Either way, be mindful of people's situations, and understand it. I'd rather play an unpainted army than one that I rushed to get painted and then must redo it again later.


----------



## hells_fury (Apr 17, 2008)

Volchek said:


> This...is frakkin' BRILLIANT.
> 
> I refuse to play with unpainted miniatures, even if it means they are basecoated and un-detailed.
> 
> This may be harsh, but with SM, how could you NOT field a painted army? Even if you suck at painting, prime them black, drybrush dark grey, dark green, or dark blue, wash em with an appropriate color GW wash, slap some gun metal on the weapons, and VOILA you have a painted army! Well...at least it's not bare plactics or metal...


refusing is over the top in my view, a games a game, sure painted armies are great to veruse but having a game is better then none yes i know i whined about it but it was about the fact that over 6-7 months 3 have done nothing while 1 had tried.



Khazaddum said:


> Its funny, when I was using unpainted models I never won a single game.
> 
> After getting my csm painted recently, I haven't lost in 10 weeks.
> 
> Coincedence? I think not:grin:


lol, same for me, since my sisters have been painted to a decent quality not only are they winning but they are pullingoff some pretty good results, a squad of 9 sisters beat a dark eldar talos in cc one round, sure it ripped them apart over the next 4 rounds but the guy was really annoyed that his talos couldnt kill my sisters

anyways about my sisters, they get 30 mins to each troop, undercoated black, blue robe, boltgun metal on metal stuff, gold on some decorations, a plain face no lips or eyes with some ice blue highlighting. nothing else, basic painting and a bit of highlighting and imo they look great, now if i had skill to do the faces that would be awesome looking models haha but point is i dont paint much, im not good, but i have a respectable looking army. nobody has an excuse


----------



## Cole Deschain (Jun 14, 2008)

Most of my stuff is unpainted.

The reason's pretty simple.

I hate painting. Utterly loathe it.

And since this is a hobby I'm in for fun, I'm certainly not about to do something I hate.


----------



## hells_fury (Apr 17, 2008)

Cole Deschain said:


> Most of my stuff is unpainted.
> 
> The reason's pretty simple.
> 
> ...


i think a lot of people hate it, so do i but it makes the game more enjoyable, plus its not hard to undercoat black and add one or two colours so it looks ok


----------



## Cole Deschain (Jun 14, 2008)

hells_fury said:


> i think a lot of people hate it, so do i but it makes the game more enjoyable, plus its not hard to undercoat black and add one or two colours so it looks ok


I think you have a rather limited notion of the word "hate."

Allow me to specify.

The mere act of putting a brush to the surface of a model makes me _angry._

It is certainly not something I'm going to devote either time or money to.


----------



## Azkaellon (Jun 23, 2009)

Cole Deschain said:


> I think you have a rather limited notion of the word "hate."
> 
> Allow me to specify.
> 
> ...


then i take it you pay to have your model's painted? Or do you leave them grey?

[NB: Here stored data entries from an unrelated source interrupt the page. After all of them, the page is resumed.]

PR #4888, opened 2024-01-12
home-manager: Check VISUAL before EDITOR for editor

srstevenson:
Check VISUAL for a visual editor before EDITOR, as per Unix convention
and as followed by Git, crontab, mutt, and other tools.

### DIFF
--- a/home-manager/home-manager
+++ b/home-manager/home-manager
@@ -571,10 +571,14 @@ function presentNews() {
 }
 
 function doEdit() {
-    if [[ ! -v EDITOR || -z $EDITOR ]]; then
-        # shellcheck disable=2016
-        _i 'Please set the $EDITOR environment variable' >&2
-        return 1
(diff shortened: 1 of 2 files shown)


home-manager/home-manager
```diff
@@ -920,7 +924,7 @@ function doHelp() {
     echo
     echo "  help         Print this help"
     echo
-    echo "  edit         Open the home configuration in \$EDITOR"
+    echo "  edit         Open the home configuration in \$VISUAL or \$EDITOR"
```
rycee, line 927: This would need a similar update in `docs/home-manager.1`.

rycee:
Thanks! Makes sense. I think the only thing missing is to also update the `home-manager` man page.

home-manager/home-manager
srstevenson: Done 🙂

somasis (approved):

PR #4890, opened 2024-01-12
zig: add module programs.zig

luisnquin:
### Checklist

    ```
    {component}: {description}

    {long description}
    ```

### DIFF
--- a/modules/programs/zig.nix
+++ b/modules/programs/zig.nix
@@ -1,0 +1,47 @@
+{ config, pkgs, lib, ... }:
+
+with lib;
+
+let
+
+  cfg = config.programs.zig;
+
+in {
+  meta.maintainers = [ maintainers.luisnquin ];
+
+  options = {
+    programs.zig = {
+      enable = mkEnableOption "zig";
+
+      package = mkOption pkgs {
+        type = types.package;
+        default = pkgs.zig;
+        defaultText = literalExpression "pkgs.zig";
+        description = "The Zig package to use.";
+      };
+
+      enableZshIntegration = mkOption {
+        type = types.bool;
+        default = false;
+        description = ''
+          Whether to enable Zig’s Zsh integration.
+        '';
+      };
+    };
+  };
+
+  config = mkIf cfg.enable {
+    home.packages = [ cfg.package ];
+
+    programs.zsh.plugins = mkIf cfg.enableZshIntegration [{
+      name = "zig-zsh-completions-plugin";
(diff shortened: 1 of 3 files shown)


modules/programs/zig.nix
```diff
@@ -0,0 +1,47 @@
...
+        description = "The Zig package to use.";
+      };
+
+      enableZshIntegration = mkOption {
+        type = types.bool;
+        default = false;
+        description = ''
+          Whether to enable Zig’s Zsh integration.
+        '';
+      };
```
sumnerevans, line 29:
```suggestion
      enableZshIntegration = mkEnableOption "Zig's Zsh integration";
```

modules/programs/zig.nix
```diff
@@ -0,0 +1,47 @@
...
+    programs.zsh.plugins = mkIf cfg.enableZshIntegration [{
+      name = "zig-zsh-completions-plugin";
+      file = "zig-shell-completions.plugin.zsh";
+      src = pkgs.fetchFromGitHub {
+        owner = "ziglang";
+        repo = "shell-completions";
+        rev = "31d3ad12890371bf467ef7143f5c2f31cfa7b7c1";
+        sha256 = "1fzl1x56b4m11wajk1az4p24312z7wlj2cqa3b519v30yz9clgr0";
+      };
+    }];
```
sumnerevans, line 45: definitely don't love this... Maintaining a package in home-manager seems like the wrong approach.

Any way that we can get this plugin into nixpkgs first?

sumnerevans (changes requested):

modules/programs/zig.nix
luisnquin: I'm barely new creating options, I just aligned myself to the pattern used in other options, [example here](https://github.com/nix-community/home-manager/blob/b84191db127c16a92cbdf7f7b9969d58bb456699/modules/programs/direnv.nix#L59).I'm barely new to creating options, I just aligned myself with the pattern used in other options, example here.

luisnquin: I'm barely new to creating options, I just aligned myself with the pattern used in [other options](https://github.com/nix-community/home-manager/blob/b84191db127c16a92cbdf7f7b9969d58bb456699/modules/programs/direnv.nix#L59).

luisnquin:
I just created a new issue in https://github.com/NixOS/nixpkgs/issues/281900. Thanks for your feedback @sumnerevans.

PR #4895, opened 2024-01-14
rbw/gpg-agent: improve `pinentry` options

ambroisie:
### Description

This is mostly a follow-up to #4805.

### Checklist

     - Technically the change of `default` isn't backwards compatible, but breaks on new nixpkgs versions anyway...

    ```
    {component}: {description}

    {long description}
    ```

#### Maintainer CC

@rycee


modules/programs/rbw.nix
```diff
@@ -52,15 +51,15 @@ let
...
           '';
           # we want the program in the config
           apply = val:
             if builtins.isString val then
               "${pkgs.pinentry.${val}}/bin/pinentry"
+            else if val ? binaryPath then
+              "${val}/${val.binaryPath}"
             else
-              "${val}/${val.binaryPath or "bin/pinentry"}";
+              lib.getExe val;
```
ambroisie, line 62: I'm not sure if we could migrate `pinentry_mac` to define `meta.mainProgram`, that could remove the `binaryPath` part and rely on `lib.getExe` for every package.

modules/services/gpg-agent.nix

Just listening to people who paint\don't paint there models give's me a general idea of who here plays in official Gw events since you are REQUIRED to have a fully painted army.:wink:


----------



## Rayza (Mar 3, 2009)

ive painted like 3/4 my army an unfortunatly the other 1/4 isnt even undercoated but as that is the case with in the next month they will be painted


----------



## Cole Deschain (Jun 14, 2008)

Witch King of Angmar said:


> then i take it you pay to have your model's painted? Or do you leave them grey?


I am far too poor to pay for my entire Ork army to get painted. My Space Marines, likewise. I have a few painted models from back when I could be arsed to pay someone to do it.



> Just listening to people who paintdon't paint there models give's me a general idea of who here plays in official Gw events since you are REQUIRED to have a fully painted army.:wink:


"Official" GW events are few and far between hereabouts.

Nor would I go if they were common.

I fail to see how they have the right to tell me what to do with things I own.


----------



## hells_fury (Apr 17, 2008)

Cole Deschain said:


> I fail to see how they have the right to tell me what to do with things I own.


and i fail to see how you have the right to tell them how to run their events?


----------



## Inquisitor Einar (Mar 6, 2009)

Actually, just about any tournament that is organised requires you to field a painted army. Last one I was at, you were allowed to have 1 unit unpainted, but if you did, you'd get 0 points for painting.


----------



## Azkaellon (Jun 23, 2009)

Inquisitor Einar said:


> Actually, just about any tournament that is organised requires you to field a painted army. Last one I was at, you were allowed to have 1 unit unpainted, but if you did, you'd get 0 points for painting.


Yup, and painting orks is dirty cheap and easy. Gretchen green base, then wash With Dev Mud. And then paint weapons\eye's. Simple as that 

As for marines if you want cheap to paint big brush + Blue Paint = Ultramarines


----------



## Cole Deschain (Jun 14, 2008)

hells_fury said:


> and i fail to see how you have the right to tell them how to run their events?


...

Wow.

Way to miss the point.

See, that's why I _don't go._

They do their thing. I do mine.


----------



## Giant Fossil Penguin (Apr 11, 2009)

Where do we draw the line, though? There are those who don't like unpainted armies and nothing the owners say will convince them that it is not some sort of mortal sin to make 'no effort' to put paint on them in any way. Many are the arguments put forth, advice and general ranting about why only painted miniatures are acceptable. But if we go with that, then why don't we start requring more of the painted standard until we get to the point when we get threads that start 'My opponent hasn't won ANY Golden Daemons for their army, that just ruins the spectacle for me...'?
This is a hobby that combines many different activities and channels them towards a single end. We can take any, and all, of these activities and put them in any order we want. If the person I'm playing against is fun to play, then I'll play with paper tokens because it is the social interaction that is important; painted and converted are gravy, not essential. People have fun in different ways and prioritise different things, and we should be more accepting of this and less prone to judging them just because they don't see things the way we do. Which is fairly good advice for most life situations, really.

GFP


----------



## Tim/Steve (Jan 25, 2009)

Ive painted almost all of my nid army.. but then basecoat white plus 2-3 different washes to get the colours/markings is quite easy and quick. Think I need to do another 6 gaunts, a lictor (done 2, never gonna use 3 in a game anyway) and abut 5 warriors. I can out out a fully painted army if I want to (or just by chance) but Im just about the only person I know who does.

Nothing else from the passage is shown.